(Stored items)
^^^^^^^^

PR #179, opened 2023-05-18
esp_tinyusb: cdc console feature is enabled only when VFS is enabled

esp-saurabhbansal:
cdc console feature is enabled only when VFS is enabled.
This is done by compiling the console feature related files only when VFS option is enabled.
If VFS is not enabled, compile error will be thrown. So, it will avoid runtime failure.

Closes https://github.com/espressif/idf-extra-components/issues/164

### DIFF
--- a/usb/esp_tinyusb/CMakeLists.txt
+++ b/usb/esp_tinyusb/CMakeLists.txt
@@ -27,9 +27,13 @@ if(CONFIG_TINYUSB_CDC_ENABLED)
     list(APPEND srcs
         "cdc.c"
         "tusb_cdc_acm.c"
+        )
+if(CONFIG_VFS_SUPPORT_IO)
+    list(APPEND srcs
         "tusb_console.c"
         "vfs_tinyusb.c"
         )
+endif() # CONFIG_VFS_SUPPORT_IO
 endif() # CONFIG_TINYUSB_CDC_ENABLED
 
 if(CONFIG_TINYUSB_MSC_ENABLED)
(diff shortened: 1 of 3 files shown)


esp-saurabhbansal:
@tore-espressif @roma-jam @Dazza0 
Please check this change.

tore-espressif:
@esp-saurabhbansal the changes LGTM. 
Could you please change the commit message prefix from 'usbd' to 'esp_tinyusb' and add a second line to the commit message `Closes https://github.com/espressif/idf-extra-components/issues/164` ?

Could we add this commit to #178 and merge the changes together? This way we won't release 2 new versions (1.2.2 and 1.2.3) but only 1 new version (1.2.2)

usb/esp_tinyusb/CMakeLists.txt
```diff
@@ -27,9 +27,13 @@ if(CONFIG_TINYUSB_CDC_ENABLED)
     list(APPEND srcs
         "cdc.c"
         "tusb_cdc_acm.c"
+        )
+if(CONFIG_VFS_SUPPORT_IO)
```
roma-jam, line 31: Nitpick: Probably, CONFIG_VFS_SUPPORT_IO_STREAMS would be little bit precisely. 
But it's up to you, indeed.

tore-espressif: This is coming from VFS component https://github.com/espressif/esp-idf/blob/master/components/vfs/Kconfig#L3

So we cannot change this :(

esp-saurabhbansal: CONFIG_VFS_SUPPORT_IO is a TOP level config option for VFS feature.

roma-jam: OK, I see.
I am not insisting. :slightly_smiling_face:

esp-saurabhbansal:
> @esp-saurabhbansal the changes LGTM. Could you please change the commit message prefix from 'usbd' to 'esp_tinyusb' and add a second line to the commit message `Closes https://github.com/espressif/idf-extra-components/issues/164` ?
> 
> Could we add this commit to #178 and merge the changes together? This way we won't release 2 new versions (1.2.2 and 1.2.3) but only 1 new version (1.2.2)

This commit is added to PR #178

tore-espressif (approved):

^^^^^^^^

Exercise aim
Print every record above once more, exactly as written.

Completed task
PR #179, opened 2023-05-18
esp_tinyusb: cdc console feature is enabled only when VFS is enabled

esp-saurabhbansal:
cdc console feature is enabled only when VFS is enabled.
This is done by compiling the console feature related files only when VFS option is enabled.
If VFS is not enabled, compile error will be thrown. So, it will avoid runtime failure.

Closes https://github.com/espressif/idf-extra-components/issues/164

### DIFF
--- a/usb/esp_tinyusb/CMakeLists.txt
+++ b/usb/esp_tinyusb/CMakeLists.txt
@@ -27,9 +27,13 @@ if(CONFIG_TINYUSB_CDC_ENABLED)
     list(APPEND srcs
         "cdc.c"
         "tusb_cdc_acm.c"
+        )
+if(CONFIG_VFS_SUPPORT_IO)
+    list(APPEND srcs
         "tusb_console.c"
         "vfs_tinyusb.c"
         )
+endif() # CONFIG_VFS_SUPPORT_IO
 endif() # CONFIG_TINYUSB_CDC_ENABLED
 
 if(CONFIG_TINYUSB_MSC_ENABLED)
(diff shortened: 1 of 3 files shown)


esp-saurabhbansal:
@tore-espressif @roma-jam @Dazza0 
Please check this change.

tore-espressif:
@esp-saurabhbansal the changes LGTM. 
Could you please change the commit message prefix from 'usbd' to 'esp_tinyusb' and add a second line to the commit message `Closes https://github.com/espressif/idf-extra-components/issues/164` ?

Could we add this commit to #178 and merge the changes together? This way we won't release 2 new versions (1.2.2 and 1.2.3) but only 1 new version (1.2.2)

usb/esp_tinyusb/CMakeLists.txt
```diff
@@ -27,9 +27,13 @@ if(CONFIG_TINYUSB_CDC_ENABLED)
     list(APPEND srcs
         "cdc.c"
         "tusb_cdc_acm.c"
+        )
+if(CONFIG_VFS_SUPPORT_IO)
```
roma-jam, line 31: Nitpick: Probably, CONFIG_VFS_SUPPORT_IO_STREAMS would be little bit precisely. 
But it's up to you, indeed.

tore-espressif: This is coming from VFS component https://github.com/espressif/esp-idf/blob/master/components/vfs/Kconfig#L3

So we cannot change this :(

esp-saurabhbansal: CONFIG_VFS_SUPPORT_IO is a TOP level config option for VFS feature.

roma-jam: OK, I see.
I am not insisting. :slightly_smiling_face:

esp-saurabhbansal:
> @esp-saurabhbansal the changes LGTM. Could you please change the commit message prefix from 'usbd' to 'esp_tinyusb' and add a second line to the commit message `Closes https://github.com/espressif/idf-extra-components/issues/164` ?
> 
> Could we add this commit to #178 and merge the changes together? This way we won't release 2 new versions (1.2.2 and 1.2.3) but only 1 new version (1.2.2)

This commit is added to PR #178

tore-espressif (approved):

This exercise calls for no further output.